*Work instruction*. In the records below, find the line containing "Issue #2623, opened 2016-06-25" and the line containing "Exporting URLs to"; please repeat exactly the lines from one to the other, both included, and nothing more.
***** Information supplied *****
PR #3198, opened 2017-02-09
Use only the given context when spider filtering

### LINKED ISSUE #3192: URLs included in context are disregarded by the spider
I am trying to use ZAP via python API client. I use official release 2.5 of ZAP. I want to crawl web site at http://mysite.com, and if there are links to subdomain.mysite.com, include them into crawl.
*****
***** Information supplied *****
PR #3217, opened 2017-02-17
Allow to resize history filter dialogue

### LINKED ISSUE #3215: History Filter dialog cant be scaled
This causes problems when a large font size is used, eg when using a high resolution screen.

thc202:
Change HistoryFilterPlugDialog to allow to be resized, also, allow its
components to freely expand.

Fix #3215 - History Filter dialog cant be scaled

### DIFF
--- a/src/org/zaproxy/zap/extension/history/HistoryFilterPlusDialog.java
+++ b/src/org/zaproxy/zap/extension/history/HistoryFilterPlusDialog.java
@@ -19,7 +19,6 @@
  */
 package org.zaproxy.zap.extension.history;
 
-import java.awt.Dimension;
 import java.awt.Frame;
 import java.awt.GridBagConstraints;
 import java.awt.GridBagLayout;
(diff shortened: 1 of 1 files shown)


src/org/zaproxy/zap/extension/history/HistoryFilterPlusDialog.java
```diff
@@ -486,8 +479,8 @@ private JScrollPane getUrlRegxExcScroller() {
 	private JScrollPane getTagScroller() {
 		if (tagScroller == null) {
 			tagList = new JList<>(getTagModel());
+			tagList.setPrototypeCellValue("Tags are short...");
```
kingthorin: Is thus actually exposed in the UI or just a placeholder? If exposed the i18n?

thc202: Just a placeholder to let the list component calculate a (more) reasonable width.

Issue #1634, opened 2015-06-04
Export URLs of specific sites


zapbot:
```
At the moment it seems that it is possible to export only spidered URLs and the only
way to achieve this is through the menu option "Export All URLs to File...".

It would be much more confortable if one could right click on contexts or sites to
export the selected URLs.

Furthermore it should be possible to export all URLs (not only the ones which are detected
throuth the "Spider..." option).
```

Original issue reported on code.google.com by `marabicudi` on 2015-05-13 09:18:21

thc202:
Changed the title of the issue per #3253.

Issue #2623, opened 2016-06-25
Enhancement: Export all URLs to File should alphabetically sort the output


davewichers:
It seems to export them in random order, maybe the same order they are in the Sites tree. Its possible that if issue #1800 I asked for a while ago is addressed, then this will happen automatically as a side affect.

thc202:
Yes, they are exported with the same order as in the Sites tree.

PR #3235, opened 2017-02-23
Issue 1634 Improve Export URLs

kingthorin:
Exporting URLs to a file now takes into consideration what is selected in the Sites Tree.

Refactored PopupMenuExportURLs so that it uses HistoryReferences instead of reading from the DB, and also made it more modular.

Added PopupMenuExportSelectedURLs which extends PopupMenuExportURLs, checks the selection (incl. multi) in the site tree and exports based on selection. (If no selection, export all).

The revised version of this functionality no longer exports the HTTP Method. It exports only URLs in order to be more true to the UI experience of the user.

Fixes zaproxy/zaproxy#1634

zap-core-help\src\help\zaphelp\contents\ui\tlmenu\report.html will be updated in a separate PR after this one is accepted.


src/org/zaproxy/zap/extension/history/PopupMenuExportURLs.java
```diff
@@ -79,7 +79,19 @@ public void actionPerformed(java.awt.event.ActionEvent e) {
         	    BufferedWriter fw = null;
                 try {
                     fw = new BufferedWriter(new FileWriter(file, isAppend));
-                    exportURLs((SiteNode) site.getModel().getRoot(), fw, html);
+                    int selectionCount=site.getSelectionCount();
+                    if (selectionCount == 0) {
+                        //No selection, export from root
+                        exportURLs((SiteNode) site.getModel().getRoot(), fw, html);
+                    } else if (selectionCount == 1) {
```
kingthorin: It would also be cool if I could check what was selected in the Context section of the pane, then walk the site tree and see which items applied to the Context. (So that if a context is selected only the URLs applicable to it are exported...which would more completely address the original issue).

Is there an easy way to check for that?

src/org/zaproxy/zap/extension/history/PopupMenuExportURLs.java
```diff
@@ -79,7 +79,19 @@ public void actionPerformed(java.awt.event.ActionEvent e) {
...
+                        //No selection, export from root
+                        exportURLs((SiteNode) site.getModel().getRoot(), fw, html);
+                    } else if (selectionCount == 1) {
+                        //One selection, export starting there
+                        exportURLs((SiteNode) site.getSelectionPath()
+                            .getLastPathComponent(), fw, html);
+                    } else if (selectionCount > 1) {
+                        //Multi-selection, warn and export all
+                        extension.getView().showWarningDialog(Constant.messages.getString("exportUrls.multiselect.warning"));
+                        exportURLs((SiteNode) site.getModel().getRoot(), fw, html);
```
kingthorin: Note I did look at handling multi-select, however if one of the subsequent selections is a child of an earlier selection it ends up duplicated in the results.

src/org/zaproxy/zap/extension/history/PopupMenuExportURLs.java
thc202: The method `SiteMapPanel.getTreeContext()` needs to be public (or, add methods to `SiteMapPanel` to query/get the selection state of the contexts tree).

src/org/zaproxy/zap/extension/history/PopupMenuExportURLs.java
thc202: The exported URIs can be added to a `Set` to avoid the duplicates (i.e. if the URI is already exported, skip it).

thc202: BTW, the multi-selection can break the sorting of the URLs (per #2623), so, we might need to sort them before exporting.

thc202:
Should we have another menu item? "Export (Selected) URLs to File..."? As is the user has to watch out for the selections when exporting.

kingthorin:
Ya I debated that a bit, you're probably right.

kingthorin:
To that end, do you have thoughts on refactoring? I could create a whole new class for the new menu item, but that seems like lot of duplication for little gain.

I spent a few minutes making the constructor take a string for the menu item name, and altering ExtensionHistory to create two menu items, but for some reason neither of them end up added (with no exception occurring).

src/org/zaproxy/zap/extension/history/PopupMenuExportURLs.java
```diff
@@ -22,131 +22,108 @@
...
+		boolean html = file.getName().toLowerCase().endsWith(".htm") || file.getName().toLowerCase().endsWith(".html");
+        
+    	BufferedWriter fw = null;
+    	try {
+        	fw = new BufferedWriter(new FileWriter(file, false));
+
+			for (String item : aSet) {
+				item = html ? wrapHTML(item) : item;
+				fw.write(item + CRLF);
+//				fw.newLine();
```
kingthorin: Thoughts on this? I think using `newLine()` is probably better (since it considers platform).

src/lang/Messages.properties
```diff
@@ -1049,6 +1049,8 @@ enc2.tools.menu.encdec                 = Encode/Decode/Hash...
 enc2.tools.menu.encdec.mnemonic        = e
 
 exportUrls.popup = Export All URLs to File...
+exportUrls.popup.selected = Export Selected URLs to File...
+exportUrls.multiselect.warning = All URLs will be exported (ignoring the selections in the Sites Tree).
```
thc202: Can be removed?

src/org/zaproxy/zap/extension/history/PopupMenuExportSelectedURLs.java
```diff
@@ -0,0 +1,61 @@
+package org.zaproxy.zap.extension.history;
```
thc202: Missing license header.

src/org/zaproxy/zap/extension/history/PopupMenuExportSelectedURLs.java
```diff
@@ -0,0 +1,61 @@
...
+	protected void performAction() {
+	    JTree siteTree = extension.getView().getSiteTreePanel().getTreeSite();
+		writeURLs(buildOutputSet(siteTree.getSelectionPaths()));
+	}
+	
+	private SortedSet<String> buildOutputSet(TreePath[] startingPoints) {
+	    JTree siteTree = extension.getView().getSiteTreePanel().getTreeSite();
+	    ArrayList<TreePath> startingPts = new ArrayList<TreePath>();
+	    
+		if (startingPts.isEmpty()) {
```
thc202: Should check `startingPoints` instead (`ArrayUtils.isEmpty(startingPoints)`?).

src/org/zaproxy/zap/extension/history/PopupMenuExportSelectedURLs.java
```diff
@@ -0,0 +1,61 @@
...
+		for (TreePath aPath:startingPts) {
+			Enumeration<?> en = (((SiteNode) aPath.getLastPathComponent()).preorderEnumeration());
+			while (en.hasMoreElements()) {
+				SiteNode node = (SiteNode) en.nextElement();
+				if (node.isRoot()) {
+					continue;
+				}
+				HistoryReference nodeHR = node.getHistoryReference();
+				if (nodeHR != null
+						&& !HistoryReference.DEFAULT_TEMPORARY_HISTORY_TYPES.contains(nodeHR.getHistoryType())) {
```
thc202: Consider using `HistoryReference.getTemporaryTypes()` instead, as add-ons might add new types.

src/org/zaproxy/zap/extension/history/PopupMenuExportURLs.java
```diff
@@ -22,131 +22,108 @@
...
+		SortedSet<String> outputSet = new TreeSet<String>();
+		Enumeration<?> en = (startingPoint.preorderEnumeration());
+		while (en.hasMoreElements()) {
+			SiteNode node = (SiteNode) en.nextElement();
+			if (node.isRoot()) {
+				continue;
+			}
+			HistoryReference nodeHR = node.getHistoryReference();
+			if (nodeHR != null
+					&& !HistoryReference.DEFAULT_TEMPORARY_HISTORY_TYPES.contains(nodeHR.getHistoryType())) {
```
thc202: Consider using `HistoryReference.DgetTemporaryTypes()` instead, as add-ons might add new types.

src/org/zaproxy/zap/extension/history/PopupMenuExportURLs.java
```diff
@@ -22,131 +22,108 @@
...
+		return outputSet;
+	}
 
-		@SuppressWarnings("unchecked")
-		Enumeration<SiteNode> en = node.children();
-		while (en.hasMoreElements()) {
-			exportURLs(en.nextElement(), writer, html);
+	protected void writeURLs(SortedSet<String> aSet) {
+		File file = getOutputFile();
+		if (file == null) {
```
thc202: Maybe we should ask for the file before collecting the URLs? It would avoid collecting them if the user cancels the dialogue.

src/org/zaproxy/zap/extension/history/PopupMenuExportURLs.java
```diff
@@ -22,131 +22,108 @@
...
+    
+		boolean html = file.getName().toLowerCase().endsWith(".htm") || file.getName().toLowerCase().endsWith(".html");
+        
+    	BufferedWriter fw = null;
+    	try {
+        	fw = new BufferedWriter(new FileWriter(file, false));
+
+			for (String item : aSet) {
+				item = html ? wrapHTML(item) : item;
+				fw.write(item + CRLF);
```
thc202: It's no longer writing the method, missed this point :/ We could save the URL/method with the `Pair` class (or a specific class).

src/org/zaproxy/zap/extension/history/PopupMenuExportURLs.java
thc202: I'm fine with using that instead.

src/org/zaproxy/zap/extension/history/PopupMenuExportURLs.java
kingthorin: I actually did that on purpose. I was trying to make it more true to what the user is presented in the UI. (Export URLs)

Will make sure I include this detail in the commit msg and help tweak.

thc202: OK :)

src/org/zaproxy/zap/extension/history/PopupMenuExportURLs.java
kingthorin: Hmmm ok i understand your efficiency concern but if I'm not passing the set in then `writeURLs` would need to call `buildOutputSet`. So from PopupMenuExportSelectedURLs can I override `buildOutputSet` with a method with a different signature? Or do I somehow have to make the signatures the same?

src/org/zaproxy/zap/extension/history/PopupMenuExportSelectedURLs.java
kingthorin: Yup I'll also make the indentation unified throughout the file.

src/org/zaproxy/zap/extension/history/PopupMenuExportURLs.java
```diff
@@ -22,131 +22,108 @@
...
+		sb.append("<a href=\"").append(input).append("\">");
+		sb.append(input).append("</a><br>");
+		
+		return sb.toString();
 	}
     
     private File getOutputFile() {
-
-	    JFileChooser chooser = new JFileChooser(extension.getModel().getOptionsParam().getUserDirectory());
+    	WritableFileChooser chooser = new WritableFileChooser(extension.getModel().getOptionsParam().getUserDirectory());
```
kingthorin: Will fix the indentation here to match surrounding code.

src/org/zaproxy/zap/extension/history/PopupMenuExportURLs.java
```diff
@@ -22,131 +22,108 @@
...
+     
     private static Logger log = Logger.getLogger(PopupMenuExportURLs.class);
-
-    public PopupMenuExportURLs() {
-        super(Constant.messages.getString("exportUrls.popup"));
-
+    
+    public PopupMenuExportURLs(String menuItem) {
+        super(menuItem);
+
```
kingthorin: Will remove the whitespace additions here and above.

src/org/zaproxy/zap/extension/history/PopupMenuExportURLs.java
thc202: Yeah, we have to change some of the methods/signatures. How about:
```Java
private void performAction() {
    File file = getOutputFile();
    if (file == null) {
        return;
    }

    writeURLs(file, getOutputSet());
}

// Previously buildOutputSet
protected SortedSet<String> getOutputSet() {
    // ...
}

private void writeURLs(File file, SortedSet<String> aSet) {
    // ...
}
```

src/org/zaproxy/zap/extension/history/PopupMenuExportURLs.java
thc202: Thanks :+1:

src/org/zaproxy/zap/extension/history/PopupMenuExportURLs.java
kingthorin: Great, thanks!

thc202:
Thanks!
*****
*Written solution*.
Issue #2623, opened 2016-06-25
Enhancement: Export all URLs to File should alphabetically sort the output


davewichers:
It seems to export them in random order, maybe the same order they are in the Sites tree. Its possible that if issue #1800 I asked for a while ago is addressed, then this will happen automatically as a side affect.

thc202:
Yes, they are exported with the same order as in the Sites tree.

PR #3235, opened 2017-02-23
Issue 1634 Improve Export URLs

kingthorin:
Exporting URLs to a file now takes into consideration what is selected in the Sites Tree.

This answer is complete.